Attended Deep Learning Indaba 2025 in Kigali, Rwanda. Presented a poster on my work on self-supervised learning for rheumatic heart disease diagnosis.
Poster Award
Attended and presented at the postgraduate conference hosted by the School of Mathematics and gave seminars to the School of Biological Sciences (University of Leeds) and the ecology department (University of Swansea).
Spoke about leveraging AI for conservation preservation in Kampala, Uganda.
Ten intensive days covering dataset construction, advanced vision, and ethics-ecology. Our team won the Research Impact Track!
Co-organized Computer Vision and Generative AI sessions covering Roboflow annotation and YOLOv8 for conservation and health.
IST-Africa Conference, 2025
G. Kiarie, L. Mugambi, J. Kabi, C. wa Maina
Developed and deployed an autonomous insect monitoring system at Dedan Kimathi University Wildlife Conservancy.
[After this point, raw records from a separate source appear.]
PR #188, opened 2023-09-21
Support prerelease floating tag

midnightercz:


tests/test_operator_pusher.py
```diff
@@ -671,12 +671,12 @@ def test_push_operators_hotfix(
         IIBRes(
             "some-registry.com/index/image:5",
             "some-registry.com/index/image@sha256:a1a1",
-            ["v4.5-test-hotfix-RHBA-1234-4567"],
+            ["v4.5-test-hotfix-RHBA-1234-4567", "v4.5-test-hotfix"],
```
emilyzheng, line 674: Why adding hotfix tag in tests?

pubtools/_quay/operator_pusher.py
```diff
@@ -576,6 +576,8 @@ def _create_item_groups_for_version(
                     tag_part,
                     item.origin.split("-")[1].replace(":", "-"),
                 )
+                if is_prerelease:
```
querti, line 579: Is there a need to split it into two conditions? Can't this all be done in the second condition?

querti (changes requested):
Can you extend the commit message to explain why this change was done? I have a hard time reviewing it because I don't understand the reasoning behind it.

tests/test_operator_pusher.py
midnightercz: I added this by accident

emilyzheng (approved):

PR #189, opened 2023-09-26
Remove images created by cosign

querti:
If using an entrypoint for removing pushed images, also remove associated images created by cosign. These could be attestations, "sboms", or signatures.

Part of this PR is adding the support of OCI images to quay client and image untagger. These modules work with image manifests, so they need to understand the OCI type produced by cosign.


querti:
@emilyzheng I have addressed your comments from the previous PR.

emilyzheng (approved):

midnightercz (approved):

PR #190, opened 2023-10-02
Add --check-related-images option while calling iib-add-bundles

chandwanitulsi:
Refers to CLOUDDST-19726


chandwanitulsi:
CI failure is addressed in https://github.com/release-engineering/pubtools-quay/pull/192

querti (approved):

PR #205, opened 2023-12-07
Fix a bug where 0 IIB builds cause a push to fail

querti:
Empty iib_results is evaluated as an error and causes a rollback. However, for RHTAP pushes IIB is called 0 times and only bundle pushing is required. Fix the condition so that the push succeeds with 0 IIB builds.

Refers to CLOUDDST-21307


querti:
The change has already been tested - I will merge it without the approvals.

PR #206, opened 2023-12-07
Restore signing changes

querti:
New signing changes were not tested and had to be reverted to unblock a hotfix release of pubtools-quay. Restore the changes.


querti:
@midnightercz This PR restores the reverted signing changes back to master. Feel free to merge it when you return from your PTO.

PR #208, opened 2024-01-04
Signing refactoring

midnightercz:


pubtools/_quay/push_docker.py
```diff
@@ -556,10 +556,6 @@ def run(self):
         )
         to_sign_entries = []
         current_signatures = []
-        for item in docker_push_items:
-            to_sign_entries.extend(
-                item_processor.generate_to_sign(item, sign_only_arches=["amd64", "x86_64"])
-            )
```
emilyzheng, line 562:
```
        for to_sign_entries in to_sign_map.values():
            to_sign_entries.extend(to_sign_entries)
```
Could you also fix this? It results in incomplete and duplicate entries.

midnightercz: yeah

PR #210, opened 2024-01-10
Split signers to prepush and non prepush

midnightercz:
Cosign signer cannot work without image being available in destination registry. Therefore signer wrappers now have attribute pre_push which indicates if signer should run before container push stage and which after

### DIFF
--- a/pubtools/_quay/iib_operations.py
+++ b/pubtools/_quay/iib_operations.py
@@ -161,6 +161,7 @@ def _sign_index_image(
         signing_keys (list): List of signing keys.
         task_id (str): Task ID.
         target_settings (dict): Target settings.
+        pre_push (bool): Whether to sign before push.
     Returns:
         list: List of current signatures.
     """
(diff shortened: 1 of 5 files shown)


querti (changes requested):
What about index images? Does signing work if they are not pushed?

pubtools/_quay/iib_operations.py
```diff
@@ -169,8 +170,18 @@ def _sign_index_image(
     current_signatures: list[tuple[str, str, str]] = [
         (e.reference, e.digest, e.signing_key) for e in to_sign_entries
     ]
+    if pre_push:
```
querti, line 173: Should this be here?

querti (changes requested):

pubtools/_quay/iib_operations.py
midnightercz: you mean if it these methods shouldn't be available on the global level?

pubtools/_quay/iib_operations.py
```diff
@@ -150,6 +150,7 @@ def _sign_index_image(
     signing_keys: list[str],
     task_id: str,
     target_settings: dict[str, Any],
+    pre_push: bool = False,
```
emilyzheng, line 153: Add to docstring?

pubtools/_quay/iib_operations.py
querti: I'm trying to understand this code. My best guess: if pre_push is true, only use prepush signers, if it's false only  use pust push signers. If that's so, why not just:
SIGNER_BY_LABEL[signer["label"]].pre_push == pre_push

midnightercz: yeah, it can be simplified like that

querti (approved):

emilyzheng (approved):

PR #211, opened 2024-01-15
setup aws environment variables before signing

midnightercz:


pubtools/_quay/push_docker.py
```diff
@@ -611,6 +611,7 @@ def run(self) -> None:
             )
         # Sign containers with signers that doesn't need have pushed containers
         # in destination registry
+        set_aws_kms_environment_variables(self.target_settings, "cosign_signer")
```
querti, line 614: Should this be also added before signing prepush index images? Otherwise it will be overwritten by SBOM signing variables

pubtools/_quay/iib_operations.py
```diff
@@ -136,6 +137,7 @@ def _remove_index_image_signatures(
         current_signatures (list): List of current signatures.
         target_settings (dict): Target settings.
     """
+    set_aws_kms_environment_variables(target_settings, "cosign_signer")
```
emilyzheng, line 140: How will AWS key be used in removing signatures?

pubtools/_quay/tag_docker.py
```diff
@@ -549,6 +553,7 @@ def copy_tag_sign_images(self, push_item: Any, tag: str, executor: Executor) ->
                     continue
                 outdated_manifests.append((mad.digest, tag, repo))
 
+            set_aws_kms_environment_variables(self.target_settings, "cosign_signer")
```
emilyzheng, line 556: Is the key needed for pre-push signing?

emilyzheng (commented):
https://github.com/release-engineering/pubtools-quay/blob/master/pubtools/_quay/tag_docker.py#L655 Signing is not split here.

pubtools/_quay/iib_operations.py
midnightercz: yeah, it probably doesn't make sense to put it there as well

pubtools/_quay/tag_docker.py
midnightercz: It's not, but I thought it would be probably better to just keep setup of aws variables before every signing as it devs then doesn't need to remember and determine whether it's needed or not.

midnightercz:
> https://github.com/release-engineering/pubtools-quay/blob/master/pubtools/_quay/tag_docker.py#L655 Signing is not split here.

I'll fix it in #212

querti (approved):

pubtools/_quay/push_docker.py
```diff
@@ -661,6 +662,7 @@ def run(self) -> None:
 
             image_schema = "{host}/{namespace}/{repo}:{tag}"
 
+            set_aws_kms_environment_variables(self.target_settings, "cosign_signer")
```
emilyzheng, line 665: It's always set in _sign_index_image. I think it's not needed here.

The system uses image processing to count insects (avg 10 per night), providing a scalable tool for ecosystem health assessment.
Journal of Imaging, 2025
L. Mugambi, C. wa Maina, L. Zühlke
A comparative analysis of DINOv2 and SimCLR for RHD diagnosis. DINOv2 achieved 99% accuracy in view classification and 98% in condition detection, demonstrating the power of SSL for medical imaging with limited labels.
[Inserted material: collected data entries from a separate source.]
PR #1178, opened 2022-12-28
Some minor fixes for keras-nlp docs

mattdangerw:
We will use the same install line everywhere which will update tensorflow to the latest version (useful for colab with old tf).

Also switch the optimizer from AdamW -> Adam in our quickstart, as AdamW does not converge on tf 2.9, and the quickstart may be copied and pasted into a lot of environments we don't control.


jbischof (approved):
Thank you!

fchollet (approved):
Thanks!

PR #1179, opened 2022-12-29
Fix broken link for KerasNLP Getting Started guide

jbischof:
Need absolute reference to link to guide from the API page.

TESTED: built site locally and checked link.


fchollet (approved):
LGTM, thanks!

PR #1182, opened 2022-12-30
Clean up class name and `self` in calls to `super()`

mbrukman:
PEP 3135 [^1] simplified the syntax for `super()` in Python 3.0 from:

    super(ClassName, self)

to the following very simple and equivalent [^2] syntax:

    super()

The current Keras codebase already requires Python 3+, and there's a mix of the two syntax formats above, sometimes both are used in a single file.

This change simplifies the entire code base by cleaning up the remaining explicit uses of the current class name and `self` and using the cleaner `super()` syntax everywhere consistently.

Since the new syntax is intended to be a shorthand for the old syntax, this change should have no semantic differences from before.

[^1]: https://peps.python.org/pep-3135/
[^2]: https://docs.python.org/3/library/functions.html#super


fchollet (changes requested):
Thanks for the PR! Please replicate the fixes in the corresponding `.md` and `.ipynb` files.

mbrukman:
> Thanks for the PR! Please replicate the fixes in the corresponding `.md` and `.ipynb` files.

Done.

fchollet (approved):
LGTM, thanks!

PR #1185, opened 2023-01-06
Use resnet50 'preprocess_input' function before feeding them to model

balvisio:
The keras source code shows that `keras.applications.resnet50` shows that the input mode is `caffe` instead of `tf`. (https://github.com/keras-team/keras/blob/e6784e4302c7b8cd116b74a784f4b78d60e83c26/keras/applications/resnet.py#L606-L613). Thus, normalizing the input to `[-1, 1]` might no be appropriate. It is suggested to use `tf.keras.applications.resnet50.preprocess_input()` instead. This will actually subtract the same mean from each channel used when training the model.


fchollet (approved):
LGTM, thanks. This will also better generalize when people attempt to use a different backbone.

PR #1206, opened 2023-01-21
Update API symbols + genapi specs

LukeWood:
Lets still hold off on the v0.4.0 publicity push until:

- keras.io/guides/retinanet is fixed
- keras.io/keras_cv is updated

I will update keras.io/keras_cv in a separate PR


fchollet (approved):
LGTM, thank you!

PR #1231, opened 2023-02-12
Update dreambooth.md

LukeWood:
Remove unneeded warning from dreambooth.md.

I recently fixed this in keras-cv - but we haven't performed a release yet.


fchollet (approved):
LGTM, thanks

PR #1237, opened 2023-02-14
Changes in Focal Modulation Network: self-attention eqn, norm for modulator, acknowledgement

ariG23498:
The self attention equation (in Equation 2) was incorrect (pointed out by [Jianwei](https://github.com/jwyang)) as we were using `Q` throughout the eqation. The current equation uses `Q(x)` , `K(x)`, and `V(x)`.

We change the `reduce_mean` to `l2 norm` for better viz of the modulator. This change was also pointed out by [Jianwei](https://github.com/jwyang).

The change in the acknowledgement reflects the contribution of [Jianwei's](https://github.com/jwyang) review.

CC: @fchollet @ritwikraha


fchollet (approved):
Thanks! Please update the generated files.

PR #1240, opened 2023-02-19
Added responsiveness to landing page images.

Neeshamraghav012:
Some images of the landing page are not responsive on some devices. So I played with the CSS of the landing page and found out that `min-height: 20rem` works better than `min-height: 25rem`. That's why I changed it to 20rem.


fchollet (approved):
SG, thanks

PR #1245, opened 2023-02-22
Update the keras-nlp getting started guide with compilation defaults

mattdangerw:


fchollet (approved):
LGTM, thanks! Please update the generate files.

jbischof:
Thanks @mattdangerw will look later today!

mattdangerw:
@fchollet I think @jbischof wanted to update some copy elsewhere in the guide. After that I will update the generated files and we can land.

PR #1268, opened 2023-03-08
Fix the index of the position in expert

hieuza:
The current position starts at 1 due to the cumulative sum, it should be start from 0.


ksalama:
LGTM

PR #1269, opened 2023-03-08
Fix the dispatch_tensor -- must be binary value

hieuza:


fchollet (commented):
Thanks for the PR. It looks good. Please replicate the fix in the ipynb and md files as well.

Computing in Cardiology (CinC), 2024
A. M. Gitau, V. Ruto, Y. Njathi, L. Mugambi, et al.
Fine-tuned InceptionV3 on PTB-XL dataset to classify ECG images, securing 6th place in the George B. Moody PhysioNet Challenge 2024. Addressed challenges with real-world, deteriorated paper ECGs.
Workshop Report: Research Ideas and Outcomes, October 2024
L. Mugambi, G. Kiarie, J. Kabi, C. wa Maina, S. Mazumdar
A joint initiative by DSAIL and Gender Justice in STEM Research in Africa (GeJUSTA) to discuss designing data-science curriculum, strategies for achieving gender equity in data-science education, addressing new technological challenges in education and fostering multidisciplinary approaches to data-science education.
IEEE AFRICON
G. Kiarie, J. Kabi, L. Mugambi, C. wa Maina
Analyzed low-cost, low-power open-source boards (RPi, OpenMV) for off-grid data collection, optimizing for power consumption and processing capabilities in remote environments.
IEEE AFRICON
Y. Njathi, L. Wanjiku, L. Mugambi, et al.
Case study using YOLOv5 to auto-annotate wildlife images. The model achieved human-level accuracy on 72% of the dataset, significantly reducing manual effort for conservationists.
7th DeKUT International Conference on Science, Technology, Innovation and Entrepreneurship, November 2023
G. Kiarie, L. Mugambi, J. Kabi, C. wa Maina
A study analyzing the representation of women in STEM in Africa by examining the genders of members of staff in STEM faculties from African universities, analyzing the genders of STEM-papers' authors from African universities, and conducting literature review to evaluate existing measures.
IST-Africa Conference, May 2022
L. Mugambi, C. wa Maina, L. Zühlke
Presented a web application for labeling echocardiography data to build datasets for ML models. A foundational step towards automating RHD screening in developing countries.
Mendeley Data, March 2022
L. Mugambi, G. Kiarie, J. Kabi, C. wa Maina
A dataset of camera trap images of wildlife species from a conservancy in Kenya with annotations. The camera traps were deployed from June 2021 to December 2021, capturing 6 categories of grazing mammals: Burchell's zebra, Defassa waterbuck, bushbuck, Common warthog, impala and the Syke's monkey.
For a complete list of publications, visit my
DSAIL-Tech4Wildlife Workshop - November 2023
A hands-on tutorial session covering the hardware setup, software configuration, and field deployment of low-cost camera traps for conservation monitoring.
I am currently compiling technical write-ups on my research. Check back soon!